PR #2357, opened 2023-04-23
Fix for broken frontend development

michael-genson:
## What type of PR is this?

_(REQUIRED)_

- bug

_(REQUIRED)_

_(REQUIRED)_

Discussed in Discord. Not my fix, thanks @fleshgolem!

## Testing

I played around in the frontend and everything seems to be working right. I didn't update nuxt-vite, only the postcss and ufo packages, and it seems to be working fine.

## Release Notes

_(REQUIRED)_

```release-note
NONE
```

### DIFF
--- a/frontend/package.json
+++ b/frontend/package.json
@@ -54,10 +54,10 @@
     "vitest": "^0.29.0"
   },
   "resolutions": {
+    "@nuxtjs/i18n/**/ufo": "0.7.9",
     "vue-template-compiler": "2.7.14",
     "vue-demi": "^0.13.11",
     "postcss-preset-env": "^7.0.0",
-    "typescript": "^4.9.5",
-    "ufo": "0.7.9"
+    "typescript": "^4.9.5"
   }
 }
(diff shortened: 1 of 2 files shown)


fleshgolem:
I think this should really use the form where only the sub-dependency of that specific dependency is pinned, otherwise we might run into serious issues down the line, because e.g. some other packages that depend on ufo > 1.0 (there are some) will stop working correctly

This would be `"@nuxtjs/i18n/**/ufo": "0.7.9"` for ufo and it should probably be doable as well for postcss-preset-env as well, but i dont know from the top of my head anymore what required what here. I can look it up in the evening if you want though

michael-genson:
> I think this should really use the form where only the sub-dependency of that specific dependency is pinned

TIL that's a thing. I'm primarily a Python dev, lol. I'll try pinning it for just nuxtjs, and if that doesn't work figure out what else needs it. Thanks!

michael-genson:
Pinning to just nuxtjs/i18n seems to still do the trick, without pinning it for postcss. I definitely encourage grabbing it yourself and confirming though

PR #2369, opened 2023-05-01
fix: navigating back after importing a recipe by file reimports

### LINKED ISSUE #2267: [v1.0.0b] - back button restarts import
### First Check

when you import a url and then use the back button (whether phone or desktop, and whether "stay in edit mode" is checked or not). 
the import will be started again. 

IMHO the import of the same url should not be disabled in general. 

### Deployment

Docker (Linux)

### Deployment Details

_No response_

jenscalaerts:
## What type of PR is this?
- bug

Removes automatic import when navigating back to the previous page after importing a recipe by url

Fixes #2267 

## Testing
- Open the application and navigate to /recipe/create/url
- import a recipe by url
- press the back button
- the recipe should not be imported again 

then do the same with stay in edit mode enabled

## Release Notes

_(REQUIRED)_

```release-note
Fixed a bug where recipes were imported again when pressing the back button.
```

### DIFF
--- a/frontend/pages/recipe/create/url.vue
+++ b/frontend/pages/recipe/create/url.vue
@@ -69,8 +69,7 @@ import {
   ref,
   useRouter,
   computed,
-  useRoute,
-  onMounted,
+  useRoute
 } from "@nuxtjs/composition-api";
 import { AxiosResponse } from "axios";
 import { useUserApi } from "~/composables/api";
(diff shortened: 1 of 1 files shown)


hay-kot:
Doesn't this break bookmarklets?

jenscalaerts:
Looking at the nightly documentations, I can't find a reference to how the bookmarklet should work in nightly .
I assume, the bookmarklet redirects to  /recipe/create/url?recipe_import_url=https://my.url.com

That being so, it looks like it will break this to a point. As it is, it will navigate to the url import page and not submit. 

I will update the pr adding a property to the which specifically represents the textfield state. This way it should be possible to differentiate between a bookmarklet redirect and the user navigating back.

hay-kot:
> Looking at the nightly documentations, I can't find a reference to how the bookmarklet should work in nightly .
I assume, the bookmarklet redirects to /recipe/create/url?recipe_import_url=https://my.url.com/

That's exactly right. The bookmarklet grabs the URL from the current page and sends it to Mealie through the query parameter

PR #2400, opened 2023-05-20
Feature: LDAP attribute validation

cmintey:
## What type of PR is this?

- cleanup
- feature

This PR adds validation to the user attributes we get from the LDAP server. Previously if an attribute was missing, we could catch the error and just silently return. Now we'll log that error and tell the user which attribute is missing so that it's easier to debug.

During this PR I also realized that we are updating the user admin flag every time an LDAP user logs in, even if there was no change. So now we only update the admin flag if it actually changes.

And finally, the LDAP related code was getting to be a lot, so it's now been moved into it's own file for better maintainability.

None

## Testing

Ran all tests to make sure they still work

## Release Notes

```release-note
better logging for LDAP user attribute validations
```

### DIFF
--- a/mealie/core/security/ldap.py
+++ b/mealie/core/security/ldap.py
@@ -10,7 +10,7 @@ from mealie.schema.user.user import PrivateUser
 logger = root_logger.get_logger("security.ldap")
 
 
-def search_user(conn: LDAPObject, username: str):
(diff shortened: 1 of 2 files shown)


cmintey:
bump

hay-kot:
Love this, thanks so much!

★ ★ ★ ★ ★

▶ DIRECTIONS FOR THIS TASK:
Would you output, from the records above, exactly the run of lines that starts at the line containing "when you import" and ends at the line containing "That being so, it", and only that run?

▶ EXPECTED OUTPUT:
when you import a url and then use the back button (whether phone or desktop, and whether "stay in edit mode" is checked or not). 
the import will be started again. 

IMHO the import of the same url should not be disabled in general. 

### Deployment

Docker (Linux)

### Deployment Details

_No response_

jenscalaerts:
## What type of PR is this?
- bug

Removes automatic import when navigating back to the previous page after importing a recipe by url

Fixes #2267 

## Testing
- Open the application and navigate to /recipe/create/url
- import a recipe by url
- press the back button
- the recipe should not be imported again 

then do the same with stay in edit mode enabled

## Release Notes

_(REQUIRED)_

```release-note
Fixed a bug where recipes were imported again when pressing the back button.
```

### DIFF
--- a/frontend/pages/recipe/create/url.vue
+++ b/frontend/pages/recipe/create/url.vue
@@ -69,8 +69,7 @@ import {
   ref,
   useRouter,
   computed,
-  useRoute,
-  onMounted,
+  useRoute
 } from "@nuxtjs/composition-api";
 import { AxiosResponse } from "axios";
 import { useUserApi } from "~/composables/api";
(diff shortened: 1 of 1 files shown)


hay-kot:
Doesn't this break bookmarklets?

jenscalaerts:
Looking at the nightly documentations, I can't find a reference to how the bookmarklet should work in nightly .
I assume, the bookmarklet redirects to  /recipe/create/url?recipe_import_url=https://my.url.com

That being so, it looks like it will break this to a point. As it is, it will navigate to the url import page and not submit. 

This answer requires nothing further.